Music has always been connected with the word in the form of the song. The discussion of which part of a song’s content is transported by the music and which by the lyrics is an undertaking that is as protracted as it is senseless. It’s simply the song in and of itself. It is not only since the days of Kandinsky and Klee that music and the plastic arts have become interconnected; they have always been partners in the reception of art. It is simply impossible here to cite the countless examples of this, but mention can at least be made of Scriabin and his color-light piano or of the scientific studies that have looked into the extent to which light waves and sound waves correlate with each other. In the opera, the worlds of architecture, music, literature and the plastic arts ultimately blend together into an artform all its own. Ceremonial performances of music in Antiquity generally included the same partners.

So then, when Ars Electronica and the Brucknerhaus initiate a programmatic focus on “visualized music” within the context of both the Ars Electronica Festival and the Brucknerfest, than all we need do is refer to this mixing, overlapping and collaboration in the arts. The fact that technology, moreover, comes into play as an instrument is completely beside the point. Today, the computer plays the same role as conventional instruments, though perhaps with other more highly advanced expressive possibilities.

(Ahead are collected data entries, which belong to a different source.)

PR #18212, opened 2024-03-15
Gang rework: Gang crates

TDHooligan:
## About the PR 
Adds the new gang crate loot generation system
Contains the new crate system, without the spawning mechanics (these are tied to the gamemode)

Contains 2 new container items, and the means to populate them with loot:
Gang Crate:
image

Contains a 4x4 grid of loot, by default, uses guns_and_gear, with the following tokens:
3 Firearm
3 Ammo/Gear
3 Gear

Duffel Bag;
imageimage
Sprites by Moriarty

Can be opened by gang members, but they have to work with civilians to find them.
Contains a 3x2 grid of loot, by default, uses guns_and_gear, with the following tokens:
1 Firearm
1 Ammo/Gear
2 Gear

## Mechanics
Multiple times a shift, each gang has a couple of Duffel Bags spawn around the map, their positions are then revealed via PDA to a random unaffiliated civilian. Gang members learn of the name of the civilian, and must find and work with them to get their loot. 

Similarly, but only twice a shift - halfway through, and towards the end - a Gang Crate will spawn in the middle of a room, locked and anchored into place. Its location is immediately revealed to all gang members via the radio.

After 5 minutes, the crate is unanchored, whereby the gangs must fight to take the crate to their locker, where it can be unlocked for bonus points and the contents.

## Spawn Mechanics

There is a debug spawnable - /obj/storage/crate/gang_crate/guns_and_gear_visualized that demonstrates this in realtime, if you're interested or debugging weirdness.

The loot system works with an item grid (think Resident Evil 4), and 'Tokens', defining what can spawn inside.
1 'Gun' token, for example, means one 'Gun' item.

By default, these items are spawned with 'spawn_random_item' - This picks a random empty location, then picks a random size of loot, based on how much room is available.
It will then spawn a randomly sized item, given the token passed to it. 

The items' icon is scaled and moved into position according to where they spawned, using offsets defined in the spawn object. Then passed the transform_on_pickup component to reset their icon on pickup.

A quick visualisation, slightly outdated (crates have been changed to 4x4 instead of 3x4)
image

These items can be defined one after the other and be picked up by the loot system, and instantly weighed into their respective pool. 

## Why's this needed? 

my name is dill behrt and i keep giving GUNS to STAFF ASSISTANTS


code/datums/components/transform_on_pickup.dm
```diff
@@ -0,0 +1,10 @@
+/// Resets the transformation on an item when it's picked up. Used for resizing things coming out of gang crates.
+/datum/component/transform_on_pickup
```
TobleroneSwordfish, line 2: This isn't what I'd expect this component to do from the name, maybe `reset_transform_on_pickup` would be clearer (if horribly verbose)

code/obj/storage/gang_crate.dm
```diff
@@ -0,0 +1,1257 @@
...
+			UpdateIcon()
+		SPAWN((GANG_CRATE_LOCK_TIME - 15 SECONDS) )
+			src.light = image('icons/obj/large_storage.dmi',"gangcrateblinkinglight")
+			UpdateIcon()
+		SPAWN(GANG_CRATE_LOCK_TIME)
+			src.light = image('icons/obj/large_storage.dmi',"gangcratefulllight")
+			anchored = FALSE
+			UpdateIcon()
+
+	ex_act()
```
TobleroneSwordfish, line 130: Might also want to consider `emag_act` and `meteor_hit` as rare as those are going to be.

TobleroneSwordfish (changes requested):
Some general things:
- `.len` is bad, use `length(foo)` instead.
- All proc references should use the `PROC_REF` macro or they will break in 515.
- You're tending to treat byond lists like C style arrays a lot. It's not necessarily wrong, it's just very jarring to read compared to the rest of the codebase.

This might not be practical, but it looks really weird when a crate is moved and the neatly arranged contents stay behind:
image
You could put the contents "inside" the opened crate and expose them via `vis_contents` to stop this happening (`vis_contents` handles clicks and mouseover automatically)

code/obj/storage/gang_crate.dm
TDHooligan: makes sense due to the superclass. ill just return for now unless that's a dumb idea

TobleroneSwordfish (changes requested):
Changes look good to me, the only last two things I can see is that resetting transform doesn't reset pixel offset so if you drop an item from a gang crate it tends to be offset oddly:
image
aand pulling the webley from your pocket has a 5% chance of shooting yourself because it uses the spin emote. Decide for yourself whether this is intentional :)

TobleroneSwordfish (approved):

code/obj/storage/gang_crate.dm
```diff
@@ -0,0 +1,1262 @@
...
+		tier = GANG_CRATE_GEAR
+		spawn_loot(var/C,var/datum/loot_spawner_info/I)
+			spawn_item(C,I,/obj/item/chem_grenade/flashbang,off_x=-4,off_y=4)
+			spawn_item(C,I,/obj/item/chem_grenade/flashbang,off_x=4,off_y=4)
+			spawn_item(C,I,/obj/item/chem_grenade/cryo,off_x=-4,off_y=-4,scale_x=0.8,scale_y=0.8)
+			spawn_item(C,I,/obj/item/chem_grenade/shock,off_x=4,off_y=-4,scale_x=0.8,scale_y=0.8)
+	helmet
+		tier = GANG_CRATE_GEAR
+		spawn_loot(var/C,var/datum/loot_spawner_info/I)
+			var/helmet = pick(filtered_concrete_typesof(/obj/item/clothing/head/helmet, /proc/filter_trait_hats))
```
TobleroneSwordfish, line 1095:
```suggestion
			var/helmet = pick(filtered_concrete_typesof(/obj/item/clothing/head/helmet, PROC_REF(filter_trait_hats)))
```

code/obj/storage/gang_crate.dm
```diff
@@ -0,0 +1,1262 @@
...
+
+	booze
+		spawn_loot(var/C,var/datum/loot_spawner_info/I)
+			spawn_item(C,I,pick(booze_items),off_x=-2)
+			spawn_item(C,I,pick(booze_items))
+			spawn_item(C,I,pick(booze_items),off_x=2)
+
+	hat
+		spawn_loot(var/C,var/datum/loot_spawner_info/I)
+			spawn_item(C,I,pick(filtered_concrete_typesof(/obj/item/clothing/head, /proc/filter_trait_hats)),off_y=-2,scale_x=0.7,scale_y=0.7)
```
TobleroneSwordfish, line 1116:
```suggestion
			spawn_item(C,I,pick(filtered_concrete_typesof(/obj/item/clothing/head, PROC_REF(filter_trait_hats))),off_y=-2,scale_x=0.7,scale_y=0.7)
```

code/obj/storage/gang_crate.dm
```diff
@@ -0,0 +1,1262 @@
...
+			spawn_item(C,I,pick(filtered_concrete_typesof(/obj/item/clothing/head, /proc/filter_trait_hats)),off_y=0,scale_x=0.7,scale_y=0.7)
```
TobleroneSwordfish, line 1117:
```suggestion
			spawn_item(C,I,pick(filtered_concrete_typesof(/obj/item/clothing/head, PROC_REF(filter_trait_hats))),off_y=0,scale_x=0.7,scale_y=0.7)
```

code/obj/storage/gang_crate.dm
```diff
@@ -0,0 +1,1262 @@
...
+			spawn_item(C,I,pick(filtered_concrete_typesof(/obj/item/clothing/head, /proc/filter_trait_hats)),off_y=2,scale_x=0.7,scale_y=0.7)
```
TobleroneSwordfish, line 1118:
```suggestion
			spawn_item(C,I,pick(filtered_concrete_typesof(/obj/item/clothing/head, /proc/filter_trait_hats)),off_y=2,scale_x=0.7,scale_y=0.7)
```
```suggestion
			spawn_item(C,I,pick(filtered_concrete_typesof(/obj/item/clothing/head, PROC_REF(filter_trait_hats))),off_y=2,scale_x=0.7,scale_y=0.7)
```

TobleroneSwordfish (changes requested):
Oh actually wait you still have 514 style proc-refs

code/obj/storage/gang_crate.dm
TDHooligan: oopsie. many thanks

TobleroneSwordfish (approved):

PR #18222, opened 2024-03-16
Make objectives a bit more reasonable

TobleroneSwordfish:
[BALANCE] [REWORK] [GAMEMODES]
## About the PR 
- Reduces the amount of "multigrab" objects required to be stolen across the board
- Removes sunglasses stealing objective because it sucks
- Datumizes multigrab objective because it looked at me funny
- Removes hijack objectives from traitor and arcfiend and gives vampire and changeling unique versions that include their subordinate antags properly
- Reduces the number of assassinate targets on some objective sets
- Removes that one objective set that's just "be useless and die"

## Why's this needed? 
"Why don't people care about objectives on goon?"
The objectives: "Steal 5 tasers, assassinate 4 people, and hijack the emergency shuttle"
- A lot of the old multigrab values essentially required you to mechscan rather than steal them and often wouldn't even fit in your backpack.
- A lot of people on seeing hijack just immediately go "welp, not doing my objectives then". Changeling and vampire have a more reasonable shot at it and tend to do it in a more fun way than other antags anyway. (thrall armies are cool!)
- 4 specific assassinate targets is overwhelming, 2 or 3 is much more reasonable.

Objectives are meant to be a simple starting point or idea of some things to do, not complete round plans no-one will ever actually follow.

## Changelog 

```changelog
(u)LeahTheTech
(*)Reworked a lot of stealing and assassinate objectives to be more realistically completable.
```

### DIFF
--- a/code/datums/gamemodes/gm_parent.dm
+++ b/code/datums/gamemodes/gm_parent.dm
@@ -316,12 +316,8 @@ ABSTRACT_TYPE(/datum/game_mode)
 	if (!istype(traitor) || !isnum(allow_hijack))
 		return null
 
-	var/upperbound = 3
-	if (allow_hijack)
-		upperbound = 4
-
 	var/objective_path = null
-	var/picker = rand(1,upperbound)
+	var/picker = rand(1,3)
 	switch(picker)
 		if(1)
 			objective_path = /datum/objective/escape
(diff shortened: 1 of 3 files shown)


TobleroneSwordfish:
You can still kill everyone if you want to, most people I've seen hijack didn't actually have the objective.
> at most 20% of the station population on board

Veery hard to communicate whether you're going to complete or fail with an arbitrary threshold like that.

PR #18231, opened 2024-03-17
Fix lobby text status runtime

TealSeer:
[BUG] [RUNTIME] [UI]
## About the PR 

Add a null check to the `mapSwitcher.next` line in world.dm

## Why's this needed? 

image
Fixes this runtime that only happens when the server is launched in single-user mode (directly launching the dmb) that seems to happen because `world.update_status()` gets called before `world.init()` creates `mapSwitcher`


TobleroneSwordfish (approved):
No idea if we actually support that launch mode, but this seems fine

TealSeer:
it's how stuff like the vscode launch tasks open the game, so mostly for debugging (which makes it annoying when theres already one runtime there when you start)

TobleroneSwordfish:
Strange, I've never run into that

PR #18232, opened 2024-03-18
Moves the Clarion ranch chute into the kitchen

cheekybrdy:
## About the PR 
Moves the beer keg in the freezer (its a bartender item why is it there?) to the bar and moved the ranch chute output to where it was.

## Why's this needed? 
Moves the beer keg to a correct location and means the chickens get dispensed in kitchen

## Changelog 

```changelog
(u)Cheekybrdy
(+)Moved the ranch chute output in clarion to inside the freezer. The beer keg it replaced is now in the bar.
```


flappybatpal (approved):

cheekybrdy:
Closed to be added in #18169.

PR #18246, opened 2024-03-19
Bank records TGUI implementation

mloccy:
[UI][FEATURE]

## About the PR 
Implements a TGUI interface for the banking system that the HoP uses to adminster the station budget and payroll

## Why's this needed? 
Part of TGUI conversion project

## Screenshots
Dark Mode unauthenticated:
image

Light Mode unauthenticated:
image

Dark Mode authenticated:
image

Light Mode authenticated
image

## Changelog 

```changelog
(u)mloccy
(+)Bank computer has a new and improved TGUI UI
```


amylizzle:
Might not be a terrible idea to put the individual crew accounts on an additional tab, maybe with a search function by name and column sorts.

mloccy:
> Might not be a terrible idea to put the individual crew accounts on an additional tab, maybe with a search function by name and column sorts.

Done.

image

image

image

amylizzle:
nice :+1:

TobleroneSwordfish (changes requested):
Some stuff at a glance without looking through the code:
- The login step is unnecessary and doesn't match similar UIs, see the ID computer
- The "Budget name" and "Balance" headers are unnecessary and confusing
- Salery is spelled salary
- The lines on the account list are too close together and the buttons blend into each other, look into using a `Stack` to space them out automatically.

ZeWaka:
> - The lines on the account list are too close together and the buttons blend into each other, look into using a `Stack` to space them out automatically.

The problem is then it's a stack and not a table. I'd rather see css applied to increase cell padding or whatever

mloccy:
> Some stuff at a glance without looking through the code:
> 
> * The login step is unnecessary and doesn't match similar UIs, see the ID computer
> * The "Budget name" and "Balance" headers are unnecessary and confusing
> * Salery is spelled salary
> * The lines on the account list are too close together and the buttons blend into each other, look into using a `Stack` to space them out automatically.

Thanks for the reviews, here is the new crew account view with added padding:
image

Budget Status:
image

mloccy:
Feedback when unauthorized card is inserted:
image

Tarmunora (approved):

pgmzeta:
please consider moving the salary edit buttons to the left side of the salary column; doing so would remove some at-a-glance ambiguity

mloccy:
> please consider moving the salary edit buttons to the left side of the salary column; doing so would remove some at-a-glance ambiguity

image
Done + added tooltip

mordent-goonstation:
> please consider moving the salary edit buttons to the left side of the salary column; doing so would remove some at-a-glance ambiguity

I'll go one further. Please consider making the actual Salary column a button with their current salary as the contents. Button to the left is not really that clear in general.

tgui/packages/tgui/interfaces/BankingComputer/CrewAccounts.tsx
```diff
@@ -0,0 +1,224 @@
...
+    } else {
+      let config = props.currentColumnConfig;
+      if (config.dir === SortDirection.Asc) {
+        config.dir = SortDirection.Desc;
+      } else {
+        config.dir = SortDirection.Asc;
+      }
+
+      config.field = field;
+      props.onSortClick(config);
```
mordent-goonstation, line 52: This mutates the current `config` that's passed in via a prop. Rewrite to not do so.

mordent-goonstation (changes requested):
Do not merge until comments in #18306 are addressed and similar things applied back into here. Please ping me in Discord (`@mordent`) when you've done so and I'll review this one.

tgui/packages/tgui/interfaces/BankingComputer/type.ts
```diff
@@ -0,0 +1,73 @@
+/**
+* @file
+* @copyright 2024
+* @author mloccy (https://github.com/mloccy)
+* @license MIT
+*/
+
+import { SortDirection } from "../PlayerPanel/constant";
+export const CREDIT_SIGN = "⪽";
```
mordent-goonstation, line 9: Can we get this stuck into `.../interfaces/common/strings.ts` or something? Follow-up work from that (for a different PR): change usages to have them all point there.

code/obj/machinery/computer/bank_records.dm
```diff
@@ -99,9 +99,10 @@
 
 			if ("edit_wage")
 				var/id = params["id"]
+				var/isSiliconUser = text2num_safe(params["isSiliconUser"])
```
mordent-goonstation, line 102: Do not trust the params for this. Infer from the user of the UI, not passing back as a param.

tgui/packages/tgui/interfaces/BankingComputer/CrewAccounts.tsx
```diff
@@ -170,32 +173,36 @@ export const CrewAccounts = (props: CrewAccountsProps, context) => {
...
 
-    let accounts = props.accounts;
+    let accountsToSort = accounts;
     if (sortConfig) {
-      accounts.sort((a, b) => compareByField(a, b, sortConfig));
+      accountsToSort = [...accounts].sort((a, b) => compareByField(a, b, sortConfig));
 
       if (sortConfig.dir === SortDirection.Asc) {
-        accounts.reverse();
+        accountsToSort.reverse();
```
mordent-goonstation, line 187: Not too opposed to this, but would prefer the `.sort` comparator could be configured with a direction. This would reduce the amount of operations on the data.

tgui/packages/tgui/interfaces/BankingComputer/CrewAccounts.tsx
```diff
@@ -170,32 +173,36 @@ export const CrewAccounts = (props: CrewAccountsProps, context) => {
 
   };
 
-  const searchAndSortCrewAccounts = (filter: string, text: string, sortConfig: CrewColumnSortConfig) => {
+  const searchAndSortCrewAccounts = (
```
mordent-goonstation, line 176: Looks like this is a util function rather than part of the render, if this doesn't depend on props/state then extract out of the component so it's not regenerated each render (plus makes the code more bitesize).

tgui/packages/tgui/interfaces/BankingComputer/type.ts
```diff
@@ -69,4 +69,5 @@ export interface BankComputerStatus {
   authenticated: boolean,
   cardInserted: boolean,
   cardName: string,
+  isSiliconUser: boolean,
```
mordent-goonstation, line 72: Noting here, though this applies to a bunch of this file: data that comes from `ui_data` is given with `BooleanLike` instead of `boolean`.

mordent-goonstation (changes requested):

tgui/packages/tgui/interfaces/BankingComputer/BudgetSection.tsx
```diff
@@ -0,0 +1,67 @@
...
+    </Table.Row>
+
+  );
+};
+
+interface BudgetSectionProps {
+  budgets: Budget[]
+}
+
+const BudgetSummery = (props: BudgetSectionProps) => {
```
mordent-goonstation, line 42:
```suggestion
const BudgetSummary = (props: BudgetSectionProps) => {
```
Sharing props like this isn't ideal if they just happen to be the same, prefer having them both extend a shared one if needed.

tgui/packages/tgui/interfaces/BankingComputer/BudgetSection.tsx
```diff
@@ -0,0 +1,67 @@
...
+  const sum = props.budgets.reduce((acc, budget) => {
+    return acc + budget.amount;
+  }, 0);
+  const newBudget = { "name": "Total Funds", "amount": sum };
```
mordent-goonstation, line 46:
```suggestion
  const newBudget = { name: "Total Funds", amount: sum };
```

tgui/packages/tgui/interfaces/BankingComputer/BudgetSection.tsx
```diff
@@ -0,0 +1,67 @@
...
+  return (
+    <BudgetLine rowClassName="budgetSummery" allowTransfer={false} currentBudget={newBudget} />
```
mordent-goonstation, line 48:
```suggestion
    <BudgetLine rowClassName="budgetSummary" currentBudget={newBudget} />
```
Assuming the default is not true, you can handle hard-coded false boolean props by just not setting them.

tgui/packages/tgui/styles/interfaces/BankingComputer.scss
```diff
@@ -0,0 +1,33 @@
...
+.budgetButtonCell {
+  padding-top: 5px;
+  float: right;
+}
+
+.budgetStatusCell {
+  padding-top: 5px;
+  padding-bottom: 5px;
+  vertical-align: middle;
+}
```
mordent-goonstation, line 24: Not sure, but I feel like this can be probably be done with props instead of style overrides?

tgui/packages/tgui/styles/interfaces/BankingComputer.scss
```diff
@@ -0,0 +1,33 @@
...
+
+.budgetSummery {
+  font-size: larger;
+}
+
+.crewAccountCell {
+  padding-top: 5px;
+  // padding-bottom: 5px;
```
mordent-goonstation, line 32: Remove.

tgui/packages/tgui/styles/interfaces/BankingComputer.scss
```diff
@@ -0,0 +1,33 @@
...
+ * @file
+ * @copyright 2024
+ * @author mloccy (https://github.com/mloccy)
+ * @license MIT
+ */
+
+@use '../colors.scss';
+@use '../base.scss';
+
+.headerRow {
```
mordent-goonstation, line 11: These all pollute the heck out of the top-level namespace and may unintentionally affect other interfaces (either existing or future), make sure to wrap these in some interface-level namespace. Take a look at some of the other interface style overrides for examples; they're all done a bit differently, but broadly you want to make sure some top-level class is applied.

tgui/packages/tgui/interfaces/BankingComputer/CrewAccounts.tsx
```diff
@@ -0,0 +1,233 @@
...
+import { TransferButton } from "./TransferButton";
+import { ColumnSortField, CrewAccount, CrewColumnSortConfig, SearchFilter } from "./type";
+
+interface CrewAccountLineProps {
+  account: CrewAccount,
+  isSiliconUser: boolean
+}
+
+const CrewAccountLine = (props: CrewAccountLineProps, context) => {
+  const { data, act } = useBackend(context);
```
mordent-goonstation, line 22: Doesn't look like you're using `data` here.

tgui/packages/tgui/interfaces/BankingComputer/CrewAccounts.tsx
```diff
@@ -0,0 +1,233 @@
...
+      </Table.Cell>
+      <Table.Cell className="crewAccountCell">{props.account.balance.toLocaleString()}{CREDIT_SIGN}</Table.Cell>
+      <Table.Cell className="crewAccountCell"><TransferButton frozen={props.account.frozen} id={props.account.id} type={"crew"} /></Table.Cell>
+    </>
+  );
+};
+
+
+interface CrewAccountsTableHeaderProps {
+  onSortClick: (config: CrewColumnSortConfig) => any,
```
mordent-goonstation, line 40:
```suggestion
  onSortClick: (config: CrewColumnSortConfig) => void,
```

tgui/packages/tgui/interfaces/BankingComputer/CrewAccounts.tsx
```diff
@@ -0,0 +1,233 @@
...
+          Account Balance
+        </Header>
+      </Table.Cell>
+    </Table.Row>
+  );
+};
+
+interface CrewAccountsTableProps {
+  accounts: CrewAccount[],
+  onSortClick: (config: CrewColumnSortConfig) => any,
```
mordent-goonstation, line 111:
```suggestion
  onSortClick: (config: CrewColumnSortConfig) => void,
```

mordent-goonstation (commented):
Oh, yeah, this one was after the previous one so I'll let you go smack this one a bit before I review in more detail.

PR #18251, opened 2024-03-20
resprites grass

WALPVRGIS:
## About the PR 
This resprites the basic grass used for example in botany etc, as well as the grass-gro grass with lil flowers. I also added a snowy version because I drew it and then realised that the existing grass is used in azones and involves a bunch of bespoke assets so uh. The new snowy grass isn't used for anything. :') Feel free to use it in mapping stuff! The palette matches the calm/rough snow I made a few years ago.

Also adds the new grass and snowy grass to the floor and wall planner.
image

image

image

## Why's this needed? 
Literally sprited these 2 years ago and then adhd got me distracted when they were 95% done oops 😂


WALPVRGIS:
> I think the botany grass is supposed to be astroturf? This looks lovely though I don't think it looks super astroturfy

Depends on the map; some have grass, some have grass renamed to astroturf, and some only have astroturf in the monkey pen etc. It's not something set in stone afaik?

I did actually make an astroturf variation that I can add as an actual astroturf, if other devs would prefer the option;

image

I do think the new grass would look much better at centcom however, for example, as that's actually earth and would be neat to have it look much more naturey haha.

DimWhat:
Technically all turf is astroturf in space...

wolfolotl:
I agree with ikea that it feels pretty different from what we have now... these new leafy grasses are lovely but they feel too Fancy for standard grass y'know? something less ornate for the everyday stuff feels more tonally fitting imo

ZeWaka:
Ooh I do like your AstroTurf sprite for botany

MintyPhresh:
I've seen these sprites in-game before-- While they look pretty, the leaf textures spread out much wider than I would expect from a blade of grass, and are also much bigger than I'd expect from a blade of grass... It looks closer to a sprouting farm field that's been overseeded than a grassy lawn that people trample over all the time. Ends up looking very visually busy, which is confusing to my eye. These are fine for the floor planner and stuff, but adding them as the default for Botany would not be a good change in its current state IMO. The astroturf texture you posted is a lot closer to what I'd expect from a grass texture

The flowers look lovely, I'd love to see those in game

WALPVRGIS:
> Ooh I do like your AstroTurf sprite for botany

Ngl I think it's super ugly and would not merge it in its current state. :') But I'll work on it to make it actually suit our art direction better.

flrsh:
I don't think botany grass is canonically astroturf. I know there are some references to it (it varies by map), but I'm pretty sure that's more due to copy paste than a deliberate decision. I would rather have real grass cuz it looks nicer (I like the new sprites a lot and personally don't find them visually busy but rather just lush) and also feels less sad (I would like bees to enjoy real grass and stuff). (Speaking as Flourish and not as a definitive dev opinion.)

Gannets:
I want walpgrass

Glamurio:
Is this still in consideration? I think it looks great, both the new astroturf and flowery variant.

WALPVRGIS:
> Is this still in consideration? I think it looks great, both the new astroturf and flowery variant.

it is yeah! just been busy with non-goonstation stuff the past couple of weeks, but I'm working on this still :)

PR #18254, opened 2024-03-20
Adds "examine" desc functionality to admin verbs

TobleroneSwordfish:
[ADMIN]
## About the PR 
Uses extremely cursed macro hackery to let alt + click (or whatever your examine key is) on admin verbs show the "desc" of the verb.

Glowing reviews from other devs include: "🙈", "Consider just making command dashboards"

Feel free to replace all of this with actual TGUI stat panel/dashboards but this kind of works for now.

## Why's this needed? 
We have a lot of verbs, knowing what they do *before* randomly pushing them would be cool.


TobleroneSwordfish:
Oh and this needs some secret changes too if it actually ends up getting merged.

PR #18255, opened 2024-03-20
Engi-Borg atmos transporter rework.

Francisco-Franks:
## About the PR 
The atmosphere transporter has been changed.
It now has 2 modes (pickup and dropoff/interact).
It can now also pick up smaller tanks.
It can now pick up and drop-off portable atmospherics and tanks on a specific tile instead of your own.
It can use tanks on valid machines/cannisters.

## Why's this needed? 

Engi-borgs can not set up a singularity engine. Well they can it just won't do anything. Borgs are also incapable of doing some ancillary engineering/atmos related tasks. I want to be a helper, dangit.

## Changelog 

```changelog
(u)MetaReferencer
(+)Engineering Cyborg Atmosphere Transporter Rework, Now Featuring : Tanks (the kind that hold gasses)
```


code/obj/submachine/robotics.dm
```diff
@@ -271,26 +271,63 @@
...
+						S.set_loc(A)
+						S.contained = 0
+					else if (istype(selection, /obj/item/tank))
+						var/obj/item/tank/S = selection
+						S.set_loc(A)
+					else return //no sparks for unintended items
+					elecflash(user)
+					return
+				if (istype(A, /obj/machinery/portable_atmospherics) || istype(A, /obj/machinery/power/collector_array)) // It is a portable atmos machine, cannister, or a singulo collector array.
+					var/selection = tgui_input_list(user, "What do you want to use?", "Atmospherics Transporter", src.contents) // Let us choose an item to smack it with.
```
pgmzeta, line 320: you could pre-filter a list of just the relevant tank contents, check its length to prevent no-op tgui popups, and  *also* guarantee that a tank was selected (if one exists).

code/obj/submachine/robotics.dm
```diff
@@ -271,26 +271,63 @@
...
+				src.opmode = 1
+				user.show_text("Operating mode set to Pick-up", "green")
+
+	afterattack(atom/A, mob/user as mob) // I have no idea what I am doing but let's go for it.
+		if (!A) return // I assume this is so we don't try and interact with a non-existent atom.
+		// Time to consider our operating mode.
+		if (BOUNDS_DIST(get_turf(src), get_turf(A)) > 0) // If it is too far away do nothing.
+			return
+		if (src.opmode == 1) // We are in pickup mode, no reason to do anything.
+			return
```
pgmzeta, line 291: it feels weird that the behavior for pickup and interact modes are so separated, while each implementation has an early return for the other mode. however, it just feels like a code smell; is there a reason behind this I'm missing?

pgmzeta (changes requested):
mostly code-style stuff

Note: The code suggestions for this review use named defines
instead of using bare numbers for `opmode`, which makes the code much easier to read. Those suggestions require the following in a file in `_std/defines`:
```
#define ATMOSPORTER_MODE_PICKUP 1
#define ATMOSPORTER_MODE_INTERACT 2
```

code/obj/submachine/robotics.dm
Francisco-Franks: If you have, say, an air tank (normal human wearable air tank) and you want to attach it to a high capacity air cannister, you do not want to have it pick up the cannister with the attack.

Francisco-Franks: No wait a minute that is backwards. Why did I do this again?

Francisco-Franks: Going to file this under "security-blanket" and call it a day. It isn't hurting anything by existing.

code/obj/submachine/robotics.dm
Francisco-Franks: I could, but I do not know how to do this. Is it a deal breaker to not filter out non-tanks? We could file this under "expanding the player's freedom to make the wrong choice".

code/obj/submachine/robotics.dm
Francisco-Franks: Going to file this under "i think i made obsoleted this".

code/modules/atmospherics/portable/canister.dm
```diff
@@ -398,6 +398,8 @@ ADMIN_INTERACT_PROCS(/obj/machinery/portable_atmospherics/canister, proc/toggle_
 
 	else if(istype(W, /obj/item/atmosporter))
 		var/obj/item/atmosporter/porter = W
+		if (porter.opmode == 2)
```
pgmzeta, line 401: just this one

pgmzeta (approved):

code/modules/atmospherics/portable/canister.dm
Francisco-Franks: Woops, missed one.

In his graphic notation, Roman Haubenstock-Ramati showed a clear state of development of visualized music. His graphics are scores in a musical sense to the same extent that they are graphics in the sense of the plastic arts. Everyone is entitled to his/her own personal approach to or take on these scores. The pioneering project of the 2004 Brucknerfest—a collaboration of artist Johannes Deutsch and the Ars Electronica Futurelab to bring Richard Wagner’s opera Rheingold into a new dimension-likewise proceeds in the direction of visualized music. Indeed, the sense of this development is not to be a superior director atop that famed hill in Bayreuth; rather, independent of Richard Wagner, the point here is the creation of a new dimension of the stage and of the visual mise en scène.

Ultimately, one could say that pure music is actually encountered only on the radio, whereby the listener, as a result of personal associations to the particular piece of music, can create a virtual image to accompany it. Everything else is, in the final analysis, visualized music. This is the bread and butter of MTV and other media outlets, but, from this perspective, even a large-scale orchestra concert in the Brucknerhaus is a video clip with the musicians and, above all, the conductor, as the leading actors.
The idea behind this programmatic focus of the Ars Electronica Festival and the Brucknerhaus—one that will be developed further in the coming years—is to come up with a new possibility of implementing and realizing visual imagery and music. In this sector, tradition indeed constitutes instructions but never the ultimate aim.